Casimir Surface Force on a Dilute Dielectric Ball

TL;DR

This paper calculates the Casimir surface force on a dilute dielectric sphere, considering dispersion effects and showing the force is predominantly repulsive and significantly influenced by material dispersion properties.

Contribution

It provides a detailed calculation of the Casimir force on a dielectric sphere including dispersion effects, extending previous non-dispersive models.

Findings

Dispersive Casimir force is mainly repulsive.

Main force term scales with (n-1)^2 omega_0^3 / a.

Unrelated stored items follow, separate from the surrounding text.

PR #7966, opened 2022-01-16
Fix for docs.soliditylang.org

slopra:
- Fix overflow-y background-color mismatch.

### DIFF
--- a/src/config/dynamic-theme-fixes.config
+++ b/src/config/dynamic-theme-fixes.config
@@ -4513,6 +4513,15 @@ CSS
 
 ================================
 
+docs.soliditylang.org
+
+CSS
+html {
+    background-color: unset !important;
+}
+
+================================
+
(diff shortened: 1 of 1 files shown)


src/config/dynamic-theme-fixes.config
```diff
@@ -4513,6 +4513,15 @@ CSS
 
 ================================
 
+docs.soliditylang.org
+
+CSS
+html {
+    background-color: unset !important;
```
Gusted, line 4520: We shouldn't be touching the background-color of `html` in general. It's a important property for the browsers and used for initial rendering. I don't think that this is fixable.

slopra: I can appreciate that rule of thumb. Pushing an alternate idea.

Gusted (approved):

PR #7987, opened 2022-01-19
Fix Slack.com dynamic theme

InfernoZeus:
There are two issues with Slack.com's current dynamic fixes:
  - The invert logo on the homepage no longer works (the logo is now an SVG, and has a newly named class)
  - Buttons in the actual "app" aren't darkened properly

The first issue is resolved by coloring the first path of the logo's SVG element. This is the only way to select the text part of the logo as they have not named the paths, and the colorful "pips" of the logo are part of the same SVG element.

The second issue is resolved by letting the buttons inherit their text color and background. With that change, there is no indication when hovering, so I added a basic underline decoration for that. I also took care not to enable it for primary and secondary buttons which seem to be handled fine by the dynamic mode. Unfortunately, it does have a side effect - some buttons which were previously "colored" (see example below) are now greyer, but it was the only solution I could find that works in both light and dark schemes.

Fixing only button background works fine in the dark scheme
Screenshot_2022-01-19_00-58-39
but less so in the light scheme:
Screenshot_2022-01-19_00-58-09

The result when fixing both looks like this - first in the dark scheme:
image
and in the light scheme:
image

### DIFF
--- a/src/config/dynamic-theme-fixes.config
+++ b/src/config/dynamic-theme-fixes.config
@@ -13408,8 +13408,17 @@ body {
 
 slack.com
 
-INVERT
-.slack_logo > img
+CSS
+.c-slacklogo svg path:first-child {
+    fill: var(--darkreader-selection-text) !important;
+}
+.c-button:not(.v--primary,.v--secondary) {
+    background: inherit !important;
+    color: inherit !important;
+}
+.c-button:not(.v--primary,.v--secondary):hover {
+    text-decoration: underline !important;
+}
 
 ================================
 
--- a/src/config/dynamic-theme-fixes.config
+++ b/src/config/dynamic-theme-fixes.config
@@ -13412,11 +13412,11 @@ CSS
 .c-slacklogo svg path:first-child {
     fill: var(--darkreader-selection-text) !important;
 }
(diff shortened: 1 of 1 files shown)


src/config/dynamic-theme-fixes.config
```diff
@@ -13408,8 +13408,17 @@ body {
 
 slack.com
 
-INVERT
-.slack_logo > img
+CSS
+.c-slacklogo svg path:first-child {
+    fill: var(--darkreader-selection-text) !important;
+}
+.c-button:not(.v--primary,.v--secondary) {
```
Gusted, line 13415:
```suggestion
.c-button:not(.v--primary, .v--secondary) {
```

src/config/dynamic-theme-fixes.config
```diff
@@ -13408,8 +13408,17 @@ body {
...
+    background: inherit !important;
+    color: inherit !important;
+}
+.c-button:not(.v--primary,.v--secondary):hover {
```
Gusted, line 13419:
```suggestion
.c-button:not(.v--primary, .v--secondary):hover {
```

Gusted (approved):
LGTM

Dispersion effects dominate over non-dispersive contributions.

Abstract

The Casimir surface force density F on a dielectric dilute spherical ball of radius a, surrounded by a vacuum, is calculated at zero temperature. We treat (n-1) (n being the refractive index) as a small parameter. The dispersive properties of the material are taken into account by adopting a simple dispersion relation, involving a sharp high frequency cutoff at omega = omega_0. For a nondispersive medium there appears (after regularization) a finite, physical, force F^{nondisp} which is repulsive. By means of a uniform asymptotic expansion of the Riccati-Bessel functions we calculate F^{nondisp} up to the fourth order in 1/nu. For a dispersive medium the main part of the force F^{disp} is also repulsive. The dominant term in F^{disp} is proportional to (n-1)^2{omega_0}^3/a, and will under usual physical conditions outweigh F^{nondisp} by several orders of magnitude.